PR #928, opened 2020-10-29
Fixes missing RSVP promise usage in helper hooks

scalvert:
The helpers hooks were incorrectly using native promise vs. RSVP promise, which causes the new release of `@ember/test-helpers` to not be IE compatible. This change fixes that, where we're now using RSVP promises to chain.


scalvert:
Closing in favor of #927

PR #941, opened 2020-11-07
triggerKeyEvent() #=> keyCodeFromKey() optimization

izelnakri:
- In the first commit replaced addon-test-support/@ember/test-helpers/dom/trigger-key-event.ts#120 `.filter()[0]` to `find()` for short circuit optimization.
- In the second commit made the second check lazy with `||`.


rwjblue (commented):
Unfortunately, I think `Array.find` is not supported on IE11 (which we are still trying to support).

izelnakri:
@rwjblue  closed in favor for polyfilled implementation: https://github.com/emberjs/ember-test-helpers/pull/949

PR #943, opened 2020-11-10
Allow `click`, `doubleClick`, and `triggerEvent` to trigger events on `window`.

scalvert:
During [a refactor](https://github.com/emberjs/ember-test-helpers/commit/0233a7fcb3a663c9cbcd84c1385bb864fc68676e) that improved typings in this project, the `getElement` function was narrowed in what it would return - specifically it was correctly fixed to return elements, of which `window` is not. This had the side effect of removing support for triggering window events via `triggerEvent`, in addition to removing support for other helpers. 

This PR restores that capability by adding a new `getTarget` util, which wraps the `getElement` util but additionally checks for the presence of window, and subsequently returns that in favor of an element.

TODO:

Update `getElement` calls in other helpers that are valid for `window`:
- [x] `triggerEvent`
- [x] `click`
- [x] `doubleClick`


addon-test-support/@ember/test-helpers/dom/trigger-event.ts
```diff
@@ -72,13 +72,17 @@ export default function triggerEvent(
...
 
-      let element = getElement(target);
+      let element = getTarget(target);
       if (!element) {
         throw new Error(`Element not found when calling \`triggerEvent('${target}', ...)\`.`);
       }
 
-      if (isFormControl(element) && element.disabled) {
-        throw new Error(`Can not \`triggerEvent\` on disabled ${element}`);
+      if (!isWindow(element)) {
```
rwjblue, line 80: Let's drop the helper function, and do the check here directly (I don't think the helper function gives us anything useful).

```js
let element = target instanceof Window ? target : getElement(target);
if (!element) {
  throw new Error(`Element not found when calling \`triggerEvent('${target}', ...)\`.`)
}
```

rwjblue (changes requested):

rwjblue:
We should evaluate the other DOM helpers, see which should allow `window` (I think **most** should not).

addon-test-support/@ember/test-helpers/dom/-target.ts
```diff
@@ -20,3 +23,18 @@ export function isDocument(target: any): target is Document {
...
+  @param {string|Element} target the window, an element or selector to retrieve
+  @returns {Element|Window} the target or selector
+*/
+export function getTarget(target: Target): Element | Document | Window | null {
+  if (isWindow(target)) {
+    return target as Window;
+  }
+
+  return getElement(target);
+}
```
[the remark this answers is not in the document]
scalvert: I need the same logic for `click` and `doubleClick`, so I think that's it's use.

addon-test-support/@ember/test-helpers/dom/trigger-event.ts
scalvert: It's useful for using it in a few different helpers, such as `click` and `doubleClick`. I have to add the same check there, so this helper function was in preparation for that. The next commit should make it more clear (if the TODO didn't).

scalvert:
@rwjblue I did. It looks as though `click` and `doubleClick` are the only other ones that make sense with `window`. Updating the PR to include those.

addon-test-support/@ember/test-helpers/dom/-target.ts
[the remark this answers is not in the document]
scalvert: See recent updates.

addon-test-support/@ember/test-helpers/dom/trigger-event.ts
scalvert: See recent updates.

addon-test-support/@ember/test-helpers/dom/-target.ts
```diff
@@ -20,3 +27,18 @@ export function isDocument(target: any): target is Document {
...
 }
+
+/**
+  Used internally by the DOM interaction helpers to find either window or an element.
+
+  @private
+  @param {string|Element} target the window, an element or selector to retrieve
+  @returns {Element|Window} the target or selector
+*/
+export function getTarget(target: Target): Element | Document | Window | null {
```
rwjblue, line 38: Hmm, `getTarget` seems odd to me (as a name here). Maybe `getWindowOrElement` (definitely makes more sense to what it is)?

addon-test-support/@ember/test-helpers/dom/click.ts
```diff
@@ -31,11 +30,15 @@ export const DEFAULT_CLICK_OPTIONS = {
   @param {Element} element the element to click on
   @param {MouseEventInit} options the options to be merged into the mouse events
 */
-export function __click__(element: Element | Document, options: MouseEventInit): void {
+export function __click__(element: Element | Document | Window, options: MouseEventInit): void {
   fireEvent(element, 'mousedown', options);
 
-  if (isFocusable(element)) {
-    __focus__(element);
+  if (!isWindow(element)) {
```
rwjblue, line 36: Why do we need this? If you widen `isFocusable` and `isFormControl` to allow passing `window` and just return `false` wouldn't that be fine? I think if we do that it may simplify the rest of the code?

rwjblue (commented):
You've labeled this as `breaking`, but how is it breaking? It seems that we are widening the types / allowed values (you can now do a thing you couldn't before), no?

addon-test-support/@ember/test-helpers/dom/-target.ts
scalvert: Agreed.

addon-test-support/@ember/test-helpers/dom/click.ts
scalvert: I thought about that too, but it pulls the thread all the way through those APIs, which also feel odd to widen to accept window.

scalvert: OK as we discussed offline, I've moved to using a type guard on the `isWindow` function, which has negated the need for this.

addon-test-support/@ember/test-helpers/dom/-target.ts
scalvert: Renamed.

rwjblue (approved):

——

Problem to solve:
Please state how many lines in the entries above include the word "with", giving only the number.

Exercise solution:
2